Works of grant allen, p.682
Works of Grant Allen, page 682
Of course, the change from fertilisation by wind to fertilisation by insects could not be accomplished without many structural modifications, whereby the flower became adapted to the new and more specialised agency thus afforded it. Some of these modifications were concerned with the food offered by the flower to the fertilising insect. At first this food doubtless consisted of pollen alone, but after a time there was added that sweet matter known as sugar or honey, which is contained more or less in most plants, and which is especially developed during the two processes of flowering and fruiting. Now sugar, by its crystalline condition, so rare amongst energy-yielding organic products, seems specially adapted for affording pleasurable stimulation to the gustatory nerves of animals; and it has therefore been stored up by plants in all those cases where the attraction of some animal ally is desirable for their protection or the continuance of their species. Certain plants lay it by in glands upon their stems to allure the harmless ants who protect them from the ravages of their leaf-cutting congeners. Others, again, as we shall see in a later chapter, collect it in the pulpy covering of their seed-vessels, and thus induce parrots, pigeons, or monkeys to devour and distribute the undigested kernel. Yet others distil it in the recesses of their blossoms, and so tempt the bee, the butterfly, or the humming-bird to rifle their labyrinthine storehouses, and unconsciously aid in the impregnation of their embryos. The honey thus elaborated by the flower has become at last the main ultimate attraction for all fertilising insects, whose most specialised forms we find in the common hive-bees of domestic economy.

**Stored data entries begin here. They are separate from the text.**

PR #4234, opened 2022-06-10
Auto-layout mode that prevents plots from shrinking beyond readability

BioTurboNick:
This is a first pass that probably doesn't account for everything needed.

However, what it does is it simply computes a row and column count, the widths and sizes of them, passes the work down to the normal layout method, then the calling plot code reads the height and width attributes from the layout and overrides `size` if the total size needed is larger than the set size.

```
plot([plot(rand(3)) for x ∈ 1:20]..., layout = :auto, legend = :none)
```
Current:
image

This PR:
image

### DIFF
--- a/src/args.jl
+++ b/src/args.jl
@@ -434,6 +434,7 @@ const _plot_defaults = KW(
     :thickness_scaling   => 1,
     :display_type        => :auto,
     :warn_on_unsupported => true,
+    :plotarea => :auto,
     :extra_plot_kwargs   => Dict(),
     :extra_kwargs        => :series,    # directs collection of extra_kwargs
 )
--- a/src/layouts.jl
+++ b/src/layouts.jl
@@ -516,7 +516,9 @@ end
 
 layout_args(n_override::Integer, layout::Union{AbstractVecOrMat,GridLayout}) =
     layout_args(layout)
-
+layout_args(n_override::Integer, mode::Symbol) =
+    mode === :auto ? (mode, n_override) : error("unhandled layout mode $(typeof(mode)): $mode") # pass-through mode
+layout_args(mode::Symbol) = mode === :auto ? (mode, 1) : error("unhandled layout mode $(typeof(mode)): $mode") # pass-through mode
 layout_args(huh) = error("unhandled layout type $(typeof(huh)): $huh")
 
 # ----------------------------------------------------------------------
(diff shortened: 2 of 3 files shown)


BioTurboNick:
Currently has a bias for taller over wider, but I can change that.

src/args.jl
```diff
@@ -434,6 +434,7 @@ const _plot_defaults = KW(
     :thickness_scaling   => 1,
     :display_type        => :auto,
     :warn_on_unsupported => true,
+    :plotarea => :auto,
```
BeastyBlacksmith, line 437: We already have a notion for plotarea with a slightly different meaning
https://github.com/JuliaPlots/Plots.jl/blob/6266ff8d08e98f2f3980731174cb1e2a631fd49a/src/types.jl#L39

IIIUC, your plotarea is the whole area covered by one subplot, whereas the subplot field is the area of the axes and data without labels and margins and stuff

BeastyBlacksmith:
In general this is a different thing, than I had in mind with `size = :auto` from our conversation on slack, but having a way to say "I don't care about the specific layout" seems useful to me nonetheless.

src/args.jl
BioTurboNick: Ah hmm. What would you recommend?

BioTurboNick:
Hmm ok. Two of my pain points I'd like to resolve is being able to specify rows/columns for a grid without having to provide an exact number of plots to fill it, and prioritizing visibility of many plots over a fixed overall plot area.

How can this fit in with what you have in mind, so that they don't conflict?

BeastyBlacksmith:
> being able to specify rows/columns for a grid without having to provide an exact number of plots to fill it,

can you give an example of how you would use it, if it where implemented?

What I don't like here is that the plot size changes without the user explicitly requesting it.
Here is one idea how we could handle things:
- `layout = :auto` creates a layout that fits all plots "optimally" in the given size
- `size = :auto` indicates that the overall plot size is allowed to change

Then you could have an automatic layout that changes plot size with `layout = :auto` and `size = :auto`. It might also be an option to check whether we can use `GridLayoutBase.jl`.

BioTurboNick:
> > being able to specify rows/columns for a grid without having to provide an exact number of plots to fill it,
> 
> can you give an example of how you would use it, if it where implemented?

I'm building Pluto notebooks for our analysis pipeline, and there can be a variable number of samples per experiment. I may know that I can comfortably fit 3 plots across but otherwise don't care how many rows it takes. Or vice versa for columns. A more specific example might be a linear trace for each event. They can get pretty short and still be legible because the length matters more.

BeastyBlacksmith:
> > > being able to specify rows/columns for a grid without having to provide an exact number of plots to fill it,
> > 
> > 
> > can you give an example of how you would use it, if it where implemented?
> 
> I'm building Pluto notebooks for our analysis pipeline, and there can be a variable number of samples per experiment. I may know that I can comfortably fit 3 plots across but otherwise don't care how many rows it takes. Or vice versa for columns. A more specific example might be a linear trace for each event. They can get pretty short and still be legible because the length matters more.

I meant in terms of function calls.

t-bltg:
This won't be breaking would it ?

BioTurboNick:
I think perhaps this might be better considered as part of a revamped layout system for 2.0 than to solve here.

A second class of modifications is connected with the shape of the flower. Most entomophilous blossoms possess, in addition to the pistil and the stamens, two other whorls of floral leaves — the corolla and the calyx. In the simplest form of flower, these whorls consist of separate leaves (petals and sepals), as we see in the buttercup or the dog-rose. But in certain more specialised flowers the long-continued action of the insect-fertilisers has unconsciously selected those blossoms which most easily suited themselves to the form of their visitor, and has thus produced a united corolla, all whose petals are joined into a regular tube or cup, as we see in the Canterbury bell, the convolvulus, and the lily of the valley. A number of these tubular flowers united form the head of the daisy, the marigold, and the sunflower. In still more specialised cases the cup becomes irregularly lobed, so as to suit still more closely the shape of its insect friend — a change whose first steps we see in honeysuckle and foxglove, while its completed stage is shown in mint, dead-nettle, snapdragon, lobelia, and orchids. All these varieties of entomophilous flowers we shall have to examine at greater length hereafter.
But the third class of modifications, the important class for our present subject, is that which refers to the colouring of flowers. By far the most conspicuous difference between entomophilous and anemophilous blossoms is the difference of colour. While wind-fertilised plants have seldom more than a few brownish scales or tiny green sepals around their fructifying organs, insect-fertilised plants are almost always distinguished by the growth of large, brilliantly-coloured petals outside the essential whorls, which act as guides and allurements to the eyes of bees or butterflies. These wide, expanded, and costly structures have absolutely no other purpose in the vegetal economy than that of attracting the fertilising agents; and they afford by themselves a strong presumption of developed colour-sense in the creatures for whose guidance they have been slowly evolved. Let us see by what steps they can gradually have reached their present conspicuous dimensions.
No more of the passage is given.